(Records drawn from a dataset)
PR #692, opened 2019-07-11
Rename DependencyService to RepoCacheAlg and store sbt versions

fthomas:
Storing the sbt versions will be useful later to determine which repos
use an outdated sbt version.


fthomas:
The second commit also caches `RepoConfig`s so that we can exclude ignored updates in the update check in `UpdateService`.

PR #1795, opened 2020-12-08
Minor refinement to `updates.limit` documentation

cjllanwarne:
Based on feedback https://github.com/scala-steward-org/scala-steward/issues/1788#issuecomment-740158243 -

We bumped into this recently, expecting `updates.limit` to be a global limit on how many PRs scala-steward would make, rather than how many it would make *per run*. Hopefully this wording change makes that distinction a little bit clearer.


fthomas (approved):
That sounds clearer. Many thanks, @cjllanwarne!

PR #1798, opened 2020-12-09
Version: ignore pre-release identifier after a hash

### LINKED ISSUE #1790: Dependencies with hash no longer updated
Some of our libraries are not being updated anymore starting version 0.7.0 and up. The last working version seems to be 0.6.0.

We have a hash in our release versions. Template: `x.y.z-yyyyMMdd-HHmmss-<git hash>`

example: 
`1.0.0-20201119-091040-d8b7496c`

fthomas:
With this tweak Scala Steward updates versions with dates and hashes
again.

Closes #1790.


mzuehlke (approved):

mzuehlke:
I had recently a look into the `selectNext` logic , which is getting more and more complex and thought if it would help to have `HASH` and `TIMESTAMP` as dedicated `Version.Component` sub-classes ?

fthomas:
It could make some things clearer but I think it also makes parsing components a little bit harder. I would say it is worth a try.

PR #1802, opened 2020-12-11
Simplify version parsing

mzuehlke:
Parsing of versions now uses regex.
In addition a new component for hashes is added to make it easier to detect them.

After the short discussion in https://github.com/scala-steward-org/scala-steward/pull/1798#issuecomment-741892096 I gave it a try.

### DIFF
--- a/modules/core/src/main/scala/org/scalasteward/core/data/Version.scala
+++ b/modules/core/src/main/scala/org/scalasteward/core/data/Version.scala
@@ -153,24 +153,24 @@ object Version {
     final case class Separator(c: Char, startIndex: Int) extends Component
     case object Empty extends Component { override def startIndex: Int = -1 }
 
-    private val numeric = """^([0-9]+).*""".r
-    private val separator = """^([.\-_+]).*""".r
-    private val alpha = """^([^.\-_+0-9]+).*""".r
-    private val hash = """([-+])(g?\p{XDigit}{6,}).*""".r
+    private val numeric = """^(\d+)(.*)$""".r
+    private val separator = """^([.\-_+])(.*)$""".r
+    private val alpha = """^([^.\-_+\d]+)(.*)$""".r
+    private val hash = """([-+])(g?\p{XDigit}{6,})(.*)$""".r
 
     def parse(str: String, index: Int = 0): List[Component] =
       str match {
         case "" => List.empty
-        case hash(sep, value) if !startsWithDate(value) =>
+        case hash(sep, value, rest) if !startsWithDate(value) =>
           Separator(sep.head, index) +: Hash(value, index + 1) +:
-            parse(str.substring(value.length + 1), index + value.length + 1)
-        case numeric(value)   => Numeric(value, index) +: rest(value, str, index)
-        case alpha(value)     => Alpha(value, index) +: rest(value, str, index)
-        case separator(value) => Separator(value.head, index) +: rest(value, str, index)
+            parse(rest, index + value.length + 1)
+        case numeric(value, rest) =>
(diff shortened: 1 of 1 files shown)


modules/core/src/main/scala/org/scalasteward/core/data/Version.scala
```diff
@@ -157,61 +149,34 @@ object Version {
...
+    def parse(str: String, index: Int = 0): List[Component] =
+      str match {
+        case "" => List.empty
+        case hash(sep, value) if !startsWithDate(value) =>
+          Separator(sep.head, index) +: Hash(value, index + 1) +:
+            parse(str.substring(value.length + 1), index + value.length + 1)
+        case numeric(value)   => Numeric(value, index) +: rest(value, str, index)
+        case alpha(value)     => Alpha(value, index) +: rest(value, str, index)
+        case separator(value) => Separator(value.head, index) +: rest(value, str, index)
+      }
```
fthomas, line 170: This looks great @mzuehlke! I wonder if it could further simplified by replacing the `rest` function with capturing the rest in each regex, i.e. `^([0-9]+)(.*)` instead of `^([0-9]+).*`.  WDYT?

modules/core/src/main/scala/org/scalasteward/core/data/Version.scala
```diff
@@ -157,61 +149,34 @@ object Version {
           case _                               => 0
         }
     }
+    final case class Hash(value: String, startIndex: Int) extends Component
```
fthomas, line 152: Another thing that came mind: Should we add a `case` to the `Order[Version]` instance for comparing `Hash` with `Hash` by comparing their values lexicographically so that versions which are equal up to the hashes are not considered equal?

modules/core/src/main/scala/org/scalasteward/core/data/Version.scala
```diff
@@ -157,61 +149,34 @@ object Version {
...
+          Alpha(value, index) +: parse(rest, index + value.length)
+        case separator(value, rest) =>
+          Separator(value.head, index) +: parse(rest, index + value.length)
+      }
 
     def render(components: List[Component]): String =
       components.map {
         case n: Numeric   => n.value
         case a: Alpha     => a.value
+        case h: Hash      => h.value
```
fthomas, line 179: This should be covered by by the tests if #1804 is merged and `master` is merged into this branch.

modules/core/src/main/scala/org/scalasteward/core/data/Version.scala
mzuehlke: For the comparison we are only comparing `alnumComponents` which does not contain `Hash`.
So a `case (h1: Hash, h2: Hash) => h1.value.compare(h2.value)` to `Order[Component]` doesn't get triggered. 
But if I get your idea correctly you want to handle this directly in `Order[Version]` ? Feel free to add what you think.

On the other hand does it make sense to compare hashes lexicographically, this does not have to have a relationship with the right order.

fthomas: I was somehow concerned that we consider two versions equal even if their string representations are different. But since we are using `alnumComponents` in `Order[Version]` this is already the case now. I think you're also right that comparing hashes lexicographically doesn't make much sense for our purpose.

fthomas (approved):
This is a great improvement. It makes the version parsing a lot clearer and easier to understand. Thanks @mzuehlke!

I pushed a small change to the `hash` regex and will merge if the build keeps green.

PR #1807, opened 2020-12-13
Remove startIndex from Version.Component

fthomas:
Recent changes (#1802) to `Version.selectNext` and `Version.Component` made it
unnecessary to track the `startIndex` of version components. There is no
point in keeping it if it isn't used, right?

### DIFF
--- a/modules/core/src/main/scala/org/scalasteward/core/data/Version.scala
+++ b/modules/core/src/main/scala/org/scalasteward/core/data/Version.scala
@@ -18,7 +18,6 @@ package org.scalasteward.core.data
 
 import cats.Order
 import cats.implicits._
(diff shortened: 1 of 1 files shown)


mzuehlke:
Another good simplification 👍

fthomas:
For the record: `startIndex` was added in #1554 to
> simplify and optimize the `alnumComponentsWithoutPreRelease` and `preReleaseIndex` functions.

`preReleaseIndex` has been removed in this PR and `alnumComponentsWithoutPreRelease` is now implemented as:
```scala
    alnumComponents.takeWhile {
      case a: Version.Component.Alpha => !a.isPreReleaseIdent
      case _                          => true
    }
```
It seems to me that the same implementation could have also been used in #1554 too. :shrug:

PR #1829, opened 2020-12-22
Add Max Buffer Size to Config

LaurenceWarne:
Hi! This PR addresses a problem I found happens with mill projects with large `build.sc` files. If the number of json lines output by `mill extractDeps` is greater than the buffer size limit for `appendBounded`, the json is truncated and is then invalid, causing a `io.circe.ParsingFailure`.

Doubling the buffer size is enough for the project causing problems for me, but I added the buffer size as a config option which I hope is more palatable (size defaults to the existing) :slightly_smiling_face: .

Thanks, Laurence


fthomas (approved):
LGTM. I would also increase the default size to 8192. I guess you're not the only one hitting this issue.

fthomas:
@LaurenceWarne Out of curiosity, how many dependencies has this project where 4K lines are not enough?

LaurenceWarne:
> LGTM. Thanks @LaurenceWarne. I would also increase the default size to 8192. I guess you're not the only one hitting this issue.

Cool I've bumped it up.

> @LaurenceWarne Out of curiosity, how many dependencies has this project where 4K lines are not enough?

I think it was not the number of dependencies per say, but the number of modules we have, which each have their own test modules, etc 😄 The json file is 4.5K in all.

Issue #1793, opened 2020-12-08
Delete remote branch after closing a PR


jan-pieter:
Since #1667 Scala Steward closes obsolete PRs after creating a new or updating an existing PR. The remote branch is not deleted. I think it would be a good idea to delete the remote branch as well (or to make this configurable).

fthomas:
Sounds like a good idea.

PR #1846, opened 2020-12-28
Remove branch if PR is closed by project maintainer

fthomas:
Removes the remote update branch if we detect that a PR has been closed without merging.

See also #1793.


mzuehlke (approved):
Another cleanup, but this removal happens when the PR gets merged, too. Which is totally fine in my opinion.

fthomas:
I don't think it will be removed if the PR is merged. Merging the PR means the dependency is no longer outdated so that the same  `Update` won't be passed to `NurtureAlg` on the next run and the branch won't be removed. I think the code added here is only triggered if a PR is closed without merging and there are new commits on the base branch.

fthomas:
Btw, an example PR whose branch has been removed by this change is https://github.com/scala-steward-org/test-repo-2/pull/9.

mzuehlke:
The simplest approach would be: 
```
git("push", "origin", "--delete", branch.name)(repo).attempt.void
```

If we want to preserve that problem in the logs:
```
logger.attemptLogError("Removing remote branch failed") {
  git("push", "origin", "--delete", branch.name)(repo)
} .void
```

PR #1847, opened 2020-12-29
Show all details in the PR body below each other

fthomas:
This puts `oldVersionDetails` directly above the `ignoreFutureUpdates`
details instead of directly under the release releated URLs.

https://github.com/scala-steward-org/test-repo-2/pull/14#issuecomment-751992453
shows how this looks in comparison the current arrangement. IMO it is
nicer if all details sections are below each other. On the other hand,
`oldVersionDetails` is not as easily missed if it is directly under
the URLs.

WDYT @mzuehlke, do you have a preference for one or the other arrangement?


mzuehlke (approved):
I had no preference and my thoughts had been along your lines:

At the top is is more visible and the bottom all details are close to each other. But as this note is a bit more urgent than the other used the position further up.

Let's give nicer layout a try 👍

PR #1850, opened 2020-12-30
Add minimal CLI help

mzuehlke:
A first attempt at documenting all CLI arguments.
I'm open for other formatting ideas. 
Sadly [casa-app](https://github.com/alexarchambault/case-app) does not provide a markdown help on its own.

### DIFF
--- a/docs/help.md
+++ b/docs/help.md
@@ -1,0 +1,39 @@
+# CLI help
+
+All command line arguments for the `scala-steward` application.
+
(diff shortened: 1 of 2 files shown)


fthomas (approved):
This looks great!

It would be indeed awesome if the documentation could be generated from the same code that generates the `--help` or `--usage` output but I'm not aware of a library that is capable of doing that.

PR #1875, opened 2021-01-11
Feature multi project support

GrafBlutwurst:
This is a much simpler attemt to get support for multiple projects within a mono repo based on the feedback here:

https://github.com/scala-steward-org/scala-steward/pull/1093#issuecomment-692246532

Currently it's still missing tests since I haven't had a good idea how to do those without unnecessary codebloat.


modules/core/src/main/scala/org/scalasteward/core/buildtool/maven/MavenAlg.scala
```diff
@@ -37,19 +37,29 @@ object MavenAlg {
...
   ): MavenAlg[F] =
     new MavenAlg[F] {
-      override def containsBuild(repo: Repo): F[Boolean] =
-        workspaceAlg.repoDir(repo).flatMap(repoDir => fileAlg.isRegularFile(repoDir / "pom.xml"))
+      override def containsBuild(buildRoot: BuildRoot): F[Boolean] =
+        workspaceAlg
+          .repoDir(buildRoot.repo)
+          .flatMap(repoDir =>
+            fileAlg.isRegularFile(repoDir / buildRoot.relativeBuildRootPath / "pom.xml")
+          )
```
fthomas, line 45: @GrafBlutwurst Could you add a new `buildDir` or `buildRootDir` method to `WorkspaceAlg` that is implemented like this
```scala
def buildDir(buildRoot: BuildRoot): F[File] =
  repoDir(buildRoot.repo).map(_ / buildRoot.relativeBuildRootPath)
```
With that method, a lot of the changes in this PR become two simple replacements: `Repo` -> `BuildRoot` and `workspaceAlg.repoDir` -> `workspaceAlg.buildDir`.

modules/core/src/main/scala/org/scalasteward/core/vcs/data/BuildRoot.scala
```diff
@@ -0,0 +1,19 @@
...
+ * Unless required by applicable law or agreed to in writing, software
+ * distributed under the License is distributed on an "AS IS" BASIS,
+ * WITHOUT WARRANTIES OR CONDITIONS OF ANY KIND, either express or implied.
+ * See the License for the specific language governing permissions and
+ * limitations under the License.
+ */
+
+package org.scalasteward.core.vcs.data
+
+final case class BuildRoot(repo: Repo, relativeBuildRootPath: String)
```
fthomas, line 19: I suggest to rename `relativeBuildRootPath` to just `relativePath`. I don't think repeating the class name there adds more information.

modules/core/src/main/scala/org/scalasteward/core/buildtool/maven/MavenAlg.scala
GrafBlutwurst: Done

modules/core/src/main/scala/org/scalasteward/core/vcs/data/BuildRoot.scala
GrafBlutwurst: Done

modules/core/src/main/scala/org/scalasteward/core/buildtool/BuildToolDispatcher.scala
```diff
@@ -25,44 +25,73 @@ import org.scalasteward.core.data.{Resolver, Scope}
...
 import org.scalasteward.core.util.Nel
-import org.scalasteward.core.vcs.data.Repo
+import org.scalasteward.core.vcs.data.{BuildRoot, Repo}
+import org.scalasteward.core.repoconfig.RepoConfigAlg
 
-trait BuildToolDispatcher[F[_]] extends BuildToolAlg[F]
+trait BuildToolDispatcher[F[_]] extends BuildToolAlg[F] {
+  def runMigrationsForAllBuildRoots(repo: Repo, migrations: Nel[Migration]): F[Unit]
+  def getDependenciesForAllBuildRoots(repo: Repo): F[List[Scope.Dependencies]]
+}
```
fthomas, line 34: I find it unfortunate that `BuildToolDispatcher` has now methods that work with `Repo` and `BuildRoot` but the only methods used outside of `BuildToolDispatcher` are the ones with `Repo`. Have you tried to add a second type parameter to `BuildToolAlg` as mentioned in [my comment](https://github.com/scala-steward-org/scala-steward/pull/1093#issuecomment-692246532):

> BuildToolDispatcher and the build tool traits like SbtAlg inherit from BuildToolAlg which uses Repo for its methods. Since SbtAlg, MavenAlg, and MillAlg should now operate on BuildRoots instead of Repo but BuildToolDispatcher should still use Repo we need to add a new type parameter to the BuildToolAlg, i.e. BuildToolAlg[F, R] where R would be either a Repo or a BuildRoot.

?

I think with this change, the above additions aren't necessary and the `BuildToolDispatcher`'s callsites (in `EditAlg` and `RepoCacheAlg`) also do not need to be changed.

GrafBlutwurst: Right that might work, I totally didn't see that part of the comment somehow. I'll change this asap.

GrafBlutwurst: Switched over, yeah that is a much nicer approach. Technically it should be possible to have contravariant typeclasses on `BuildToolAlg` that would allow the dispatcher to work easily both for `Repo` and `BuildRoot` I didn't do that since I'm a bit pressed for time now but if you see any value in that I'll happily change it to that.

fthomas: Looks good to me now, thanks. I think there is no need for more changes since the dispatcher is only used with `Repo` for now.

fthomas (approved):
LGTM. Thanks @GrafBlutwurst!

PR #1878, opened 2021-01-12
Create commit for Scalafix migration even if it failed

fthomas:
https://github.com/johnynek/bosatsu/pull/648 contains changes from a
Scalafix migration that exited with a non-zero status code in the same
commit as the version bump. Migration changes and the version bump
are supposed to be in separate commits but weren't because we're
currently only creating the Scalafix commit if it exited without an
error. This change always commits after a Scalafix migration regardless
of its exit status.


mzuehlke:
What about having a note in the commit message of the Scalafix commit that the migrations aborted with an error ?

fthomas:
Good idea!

ASSIGNED TASK:
All that is wanted is the set of lines from the one with "currently only creating" through the last line of the entries, both included, output exactly.

SOLUTION FOR THIS EXERCISE:
currently only creating the Scalafix commit if it exited without an
error. This change always commits after a Scalafix migration regardless
of its exit status.


mzuehlke:
What about having a note in the commit message of the Scalafix commit that the migrations aborted with an error ?

fthomas:
Good idea!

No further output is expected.